Previously, we found that the association between subject line length and email open rate varies by industry. In this blog post, I will use the same generalized linear model (GLM) to examine the relationship between subject line words and open rates, and whether that relationship varies by industry as well.

Again, we'll be focusing on four industries within ThriveHive:

  1. Computers & Electronics
  2. Entertainment & Events
  3. Health & Fitness
  4. Professional Services

 Our data shows the first two industries' email open rates are performing below industry standards, while the second two are performing above industry standards.

 There's a healthy debate about which words work and which words don't.  For example, MailChimp's team suggests not using words like "Free" and using words like "Urgent".  Yesware suggests using terms like "call" versus a term like "calendar." In both cases, open rate is used as a metric of the words' usefulness.

So let's see what words are associated with higher open rates in our sample:

Red words are associated with lower open rates, while blue words are associated with higher open rates.  The larger the word, the more usage it had in the specific industry.

 From the visual above, we see that "sale" is frequently used by Computers & Electronics businesses. Meanwhile,  "newsletter" and other time-oriented words are used by Professional Services.  If we look at these words on their own, emails using the word "sale" are associated with lower than average open rates and "newsletter" are associated with higher than average open rates.

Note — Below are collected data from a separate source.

PR #1224, opened 2022-02-16
Switch CircleCI image to Ubuntu 20.04

jaclyn-taroni:
Since we don't specify an image, we were using a Ubuntu 14.04-based image that's about to be deprecated. This should use a Ubuntu 20.04-based image. I don't foresee any issues, but we shall find out!

More context:

* https://circleci.com/blog/ubuntu-14-16-image-deprecation/
* https://circleci.com/docs/2.0/images/linux-vm/14.04-to-20.04-migration/

### DIFF
--- a/.circleci/config.yml
+++ b/.circleci/config.yml
@@ -3,13 +3,11 @@ jobs:
   run_analyses:
     machine:
       image: ubuntu-2004:202201-02
+      docker_layer_caching: true
     resource_class: large
     working_directory: ~/OpenPBTA-analysis
     steps:
       - checkout
-      
-      - setup_remote_docker:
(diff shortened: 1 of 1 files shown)


sjspielman:
The config file syntax and updated ubuntu image name look right! 

Let's see if this builds...

sjspielman (approved):

sjspielman:
Welp, time-out fail, as described in #1225

jaclyn-taroni:
Yes, but now when I hit re-run Docker layer caching should work.

sjspielman:
>Yes, but now when I hit re-run Docker layer caching should work.

🤞

PR #2338, opened 2026-07-11
fix(webui): send chat images as data URLs (fix HTTP 500 on image send)

### LINKED ISSUE #2336: Web UI: sending an image returns HTTP 500 `invalid image source` (v1 API works)
## Describe the bug

Sending an image from the built-in web UI (`http://localhost:1234/ui`) fails with HTTP 500:

```
invalid image source, expected http https or data url: relative url without a base
```

Sending the same image directly through the `/v1/chat/completions` API works fine.

## Root cause

The UI uploads the picked image to `/api/upload_image`, which saves it to the cache dir and returns a **relative** URL (`mistralrs-cli/src/ui/handlers/api.rs`):

```rust
let url = format!("uploads/{filename}");
(StatusCode::OK, Json(json!({ "path": path, "url": url }))).into_response()
```

The UI stores that relative string in the message and sends it back as `image_url.url` to `/v1/chat/completions` (`mistralrs-cli/webui/src/lib/stores/chat.svelte.ts` -> `image_url: { url }`). That endpoint resolves image sources under the `ServerRequest` media policy, which only accepts `http` / `https` / `data` URLs (`mistralrs-server-core/src/media_source.rs`):

```rust
anyhow::bail!("Invalid {kind} source: expected http, https, or data URL: {err}");
```

`Url::parse("uploads/<uuid>.png")` fails with `RelativeUrlWithoutBase` ("relative url without a base"), producing the 500. The v1 API works because real callers pass a `data:`/`http(s)` URL. (The relative URL only works for display, via the `/uploads` static route.)

The upload flow was added in #1370 / #1364.

## Steps to reproduce

1. `mistralrs serve -m <any vision model>` (UI is on by default at `/ui`)
2. Open `http://localhost:1234/ui`, attach an image, send.
3. -> HTTP 500 `invalid image source ... relative url without a base`.
4. The same image via `POST /v1/chat/completions` with a `data:`/`http` URL succeeds.

## Other information

- OS: Linux (WSL2); reproduces regardless of backend (it's a request-layer/URL bug).

## Latest commit or version

v0.8.23 / current `master`.

---

I have a fix ready (encode UI images as `data:` URLs client-side, matching what the working v1 path sends) and will open a PR referencing this issue. Note videos share the identical relative-URL path and are fixed the same way.

subin9:
Sending an image from the built-in web UI (`/ui`) failed with HTTP 500 `invalid image source, expected http https or data url: relative url without a base`, while the same image through `/v1/chat/completions` worked. Closes #2336.

### Cause

The UI uploaded the picked image to `/api/upload_image`, which saves it under the cache dir and returns a **relative** URL (`uploads/<uuid>.png`). The UI stored that string and sent it back as `image_url.url` to `/v1/chat/completions`, which resolves image sources under the `ServerRequest` media policy - accepting only `http` / `https` / `data` URLs. `Url::parse("uploads/<uuid>.png")` fails with `RelativeUrlWithoutBase`, producing the 500. The v1 API worked because callers pass a `data:`/`http(s)` URL.

### Fix

Encode picked files as `data:` URLs client-side (via `FileReader.readAsDataURL`) and send those - exactly what the working v1 path sends - instead of round-tripping through the upload endpoint. This also fixes the identical relative-URL failure for videos, and works for display-on-reload since a data URL is self-contained.

### DIFF
--- a/mistralrs-cli/webui/src/lib/components/ChatInput.svelte
+++ b/mistralrs-cli/webui/src/lib/components/ChatInput.svelte
@@ -9,6 +9,15 @@
   let pendingVideos = $state<{ file: File; url: string; uploadedUrl?: string }[]>([]);
   let isDragging = $state(false);
 
+  function fileToDataUrl(file: File): Promise<string> {
+    return new Promise((resolve, reject) => {
+      const reader = new FileReader();
+      reader.onload = () => resolve(reader.result as string);
+      reader.onerror = () => reject(reader.error);
+      reader.readAsDataURL(file);
+    });
+  }
+
   function autoResize() {
     if (!textareaEl) return;
     textareaEl.style.height = "auto";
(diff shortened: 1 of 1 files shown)


EricLBuehler (approved):
Thank you @subin9!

 So does this mean that when writing email subject lines you shouldn't use words like "sale" and should use words like "newsletter"? Not necessarily. As mentioned above and examined in the previous post, there may be something about these industries that leads these words to perform better or worse. Or, generally, these words may just be more used by one industry versus another.  

Subject Line Words + Industry

Using the model for this analysis proved tricky, as there were a number of terms that were used a lot by some industries and not at all by others (e.g. "week" was used by Health & Fitness, but not by Computers & Electronics).  

 Focusing on our industries of interest (i.e. Computers & Electronics, Entertainment & Events, Health & Fitness, and Professional Services), I identified three words used by all three; "newsletter", "spring", and "time".  All three showed a weak positive relationship with higher open rates. When included in the GLM model along with industry, the relationship all but disappeared; use of any of the three was not associated with any significant differences in open rates.  

 This is a bit at odds with other research, but much of the analysis on word choice is done for general guidelines, not at the industry level. If these analyses controlled for industry, they may see smaller differences in open rates by word use.

Limitations of These Results

 One potential issue is that of the number of emails in our sample; 2,500 emails compared to Adestra's report of 3 billion emails. Where Adestra has higher statistical power, we have more complete information about senders (e.g. industry).

 Additionally,  I looked at the 50 most frequent words across industries. This extracts words that represent our email sample, but what are we really interested in? Not necessarily what words are associated with open rates, but what concepts are associated with open rates.  For example, a restaurant might have a "special" while a computer store might have a "sale".

 In another blog post, I will spend some time exploring how to extract words that are connected conceptually across industries to see how those "concepts" are associated with open rates.  Potentially I will be able to suggest alternative words for the same promotion that would likely result in higher open rates (e.g. "deal" instead of "sale).